Administration of platelet-rich plasma may restore fertility during early menopause: Study
Taiwan: Results from a recent study may bore hopes for women with early menopause who wish to become pregnant. According to the study, published in the journal Menopause, a novel approach of administering gonadotropins and platelet-rich plasma is promising for restoring ovarian function.
The study showed that whole dimension subcortical ovarian administration of platelet-rich plasma with gonadotropin restored ovarian functions, at least temporarily, and could increase pregnancy probability using autologous oocytes in women with early menopause.
In this modern world, most women wish to pursue their careers before attaining motherhood due to which the average age of conceiving a child continues to be pushed back. However, for most of these women, their hope of becoming pregnant is cut short with the early onset of menopause -- described as the cessation of ovarian function at or before the age of 45 years. It is estimated that roughly 12.2% of women experience early menopause. Their only chance of becoming pregnant is with donor eggs.
Multiple treatment options have previously been investigated, including standard, controlled ovarian stimulation. jPlatelet-rich plasma has been used in women with primary ovarian insufficiency, but few pregnancies and live births resulted. With the failure of these somewhat traditional treatments, more novel approaches, such as methods for inducing the growth of ovarian follicles, are being pursued.

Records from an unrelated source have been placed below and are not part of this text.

PR #1131, opened 2026-07-15
[OSDEV-2949] Strip exposed internal_ID from rsc_grievance_mechanism partner field

VadimKovalenkoSNF:
## Summary

Fixes [OSDEV-2949](https://opensupplyhub.atlassian.net/browse/OSDEV-2949)

`GET /api/facilities/{os_id}/` and `GET /api/v1/production-locations/{os_id}/` were returning an `internal_ID` value on the `rsc_grievance_mechanism` partner field. That key was ingested from the partner's list contribution (used only to map their internal IDs to OS IDs) but is **not** part of the partner field's JSON Schema, and the partner explicitly asked us not to expose it.

Root cause: the partner field JSON Schemas either omitted `additionalProperties` or placed it *inside* `properties`, where JSON Schema treats it as a property definition rather than the keyword — so extra keys like `internal_ID` were never rejected and got stored in `ExtendedField.value['raw_values']`.

This PR fixes the already-stored data. The schema guarding (adding `additionalProperties: false` at the correct level across **all** object-type partner fields) is applied in Django admin and tracked in the release notes.

## Changes

- **New management command** `remove_rsc_grievance_mechanism_nested_internal_ids`:
  - Removes the nested `internal_ID` from every `rsc_grievance_mechanism` `ExtendedField.value['raw_values']` (~1.7k rows).
  - Reindexes **only** the affected production locations via `index_facilities_by` (targeted; guarded so it can never fall through to a full `index_facilities` reindex).
  - Uses `bulk_update` on `value` only, so `updated_at` is not bumped and no new history rows are created — the data looks as if the key was never contributed.
  - Idempotent; supports `--dry-run`, `--batch-size`, and `--no-reindex`.
- **`post_deployment.py`**: wired the command in as a one-time 2.28.0 cleanup (marked temporary; to be removed after the release is deployed everywhere).
- **Release notes**: added a `2.28.0` entry (Bugfix, Code/API changes, Release instructions), noting that all object-type partner field schemas are being guarded in admin.

## Test plan

- [x] `python manage.py remove_rsc_grievance_mechanism_nested_internal_ids --dry-run` reports the expected row/location counts without writing.
- [x] After a real run, `GET /api/facilities/{os_id}/` and `GET /api/v1/production-locations/{os_id}/` no longer include `internal_ID` for `rsc_grievance_mechanism`.
- [x] Re-running the command is a no-op ("nothing to do").
- [x] Verify only the affected `api_facilityindex` rows were touched (no full reindex).
- [ ] Confirm timing on Staging before Production.

[OSDEV-2949]: https://opensupplyhub.atlassian.net/browse/OSDEV-2949?atlOrigin=eyJpIjoiNWRkNTljNzYxNjVmNDY3MDlhMDU5Y2ZhYzA5YTRkZjUiLCJwIjoiZ2l0aHViLWNvbS1KU1cifQ


src/django/api/management/commands/remove_rsc_grievance_mechanism_nested_internal_ids.py
```diff
@@ -0,0 +1,206 @@
...
+            dest='reindex',
+            default=True,
+            help=(
+                'Skip reindexing the affected locations (the heaviest step). '
+                'The ExtendedField rows are still cleaned, but the API keeps '
+                'serving the stale index until a reindex runs.'
+            )
+        )
+
+    def handle(self, *args, **options):
```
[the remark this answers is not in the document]
VadimKovalenkoSNF: Finding: valid — fixed. `handle()` is now decorated with `@transaction.atomic`, and the per-batch with `transaction.atomic()` was removed from `flush_batch`. All `batch bulk_updates` and the `final _reindex` call now run inside the single outer transaction, so any failure rolls back every database change (both the `ExtendedField` edits and the `api_facilityindex reindex`).

src/django/api/management/commands/post_deployment.py
```diff
@@ -48,3 +48,9 @@ def handle(self, *args, **options):
         # attribution for facilities promoted before the OSDEV-2197 fix. Remove
         # after the release has been deployed everywhere.
         call_command('reindex_promoted_locations')
```
protsack-stephan: Can you please remove both of those commands, those are no longer needed.

src/django/api/management/commands/remove_rsc_grievance_mechanism_nested_internal_ids.py
```diff
@@ -0,0 +1,206 @@
...
+            .order_by('id')
+        )
+
+        total = base_qs.count()
+        if total == 0:
+            self.stdout.write(self.style.SUCCESS(
+                f"No '{self.FIELD_NAME}' records contain a nested "
+                f"'{self.INTERNAL_ID_KEY}'; nothing to do."
+            ))
+            return
```
protsack-stephan: This will slow down the command; instead of performing a count, we could just run the query and check whether any rows are returned.

src/django/api/management/commands/remove_rsc_grievance_mechanism_nested_internal_ids.py
```diff
@@ -0,0 +1,206 @@
...
+                    f"Progress: scanned={stats['scanned']}/{total} "
+                    f"updated={stats['updated']} "
+                    f"would_update={stats['would_update']} "
+                    f"skipped={stats['skipped']}"
+                )
+                last_log = now
+
+        flush_batch()
+
+        self._reindex(affected_facility_ids, dry_run, reindex)
```
protsack-stephan: Do we need to trigger the re-indexing manually? I am not sure, but it looks like since we are not disabling the triggers after updating the data, those IDs will be re-indexed automatically.

protsack-stephan (commented):
Good work!

src/django/api/management/commands/post_deployment.py
valencia-max: Yes, it's no longer needed. I created this ticket to remove this line after deployment: https://opensupplyhub.atlassian.net/browse/OSDEV-2954

src/django/api/management/commands/remove_rsc_grievance_mechanism_nested_internal_ids.py
valencia-max: The trigger doesn't execute "index_facility" direclty, it's calling a different function that it's only updating the extended fields and another fields, I think we don't need to call reindex direclty, since we are just modifying a field. But maybe for another field it would require to executed manually.

valencia-max (dismissed):

src/django/api/management/commands/post_deployment.py
valencia-max: @VadimKovalenkoSN, if you remove this line here, feel free to assing yourself the above ticket, otherwise I could remove the line and track it that ticket.

src/django/api/management/commands/remove_rsc_grievance_mechanism_nested_internal_ids.py
VadimKovalenkoSNF: Very good catch. I confirm that we don't need to perform a re-index explicitly here. I've added a test `test_bulk_update_trigger_refreshes_facility_index` to prove this.

src/django/api/management/commands/remove_rsc_grievance_mechanism_nested_internal_ids.py
VadimKovalenkoSNF: Good point, fixed.

src/django/api/management/commands/post_deployment.py
VadimKovalenkoSNF: I removed those stale commands.

Also, if there's already a dedicated ticket for this work, It would be great to make those changes in a separate PR to keep the scope focused and align with our development process.

VadimKovalenkoSNF: Also, I removed those commands in one of a previous [commit](https://github.com/opensupplyhub/open-supply-hub/pull/1131/files#diff-c1e5bb839c9e6cf9d6eed00b270250b6519481663e438ba1f3e2d03d94654fb4), but it looks like they were silently resurrected during a merge from `main` >_<

vlad-shapik:
@VadimKovalenkoSNF 
Could you please handle the MR conflicts?

protsack-stephan (dismissed):

valencia-max (dismissed):

vlad-shapik (dismissed):

protsack-stephan (approved):

vlad-shapik (approved):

Chao Chin Hsu, Taiwan United Birth-promoting Expert Fertility Clinic, Tainan, Taiwan, and colleagues designed this study to investigate if whole dimension subcortical ovarian administration of platelet-rich plasma with gonadotropin, in proximity to most ovarian follicles, is effective in restoring ovarian functions in women during early menopause.
Platelet-rich plasma was was injected into extended subcortical area of bilateral ovaries along with recombinant follicle-stimulating hormone (rFSH) (Gonal-F 300IU) under laparoscopic guidance. The posttreatment ovarian folliculogenesis and serum levels of FSH, luteinizing hormone (LH), and estradiol were followed up for 6 months at weekly to monthly intervals. IVF was carried out in women resuming ovulatory functions.
The study enrolled a total of 12 women with early menopause (mean age of 44.42 ± 2.84).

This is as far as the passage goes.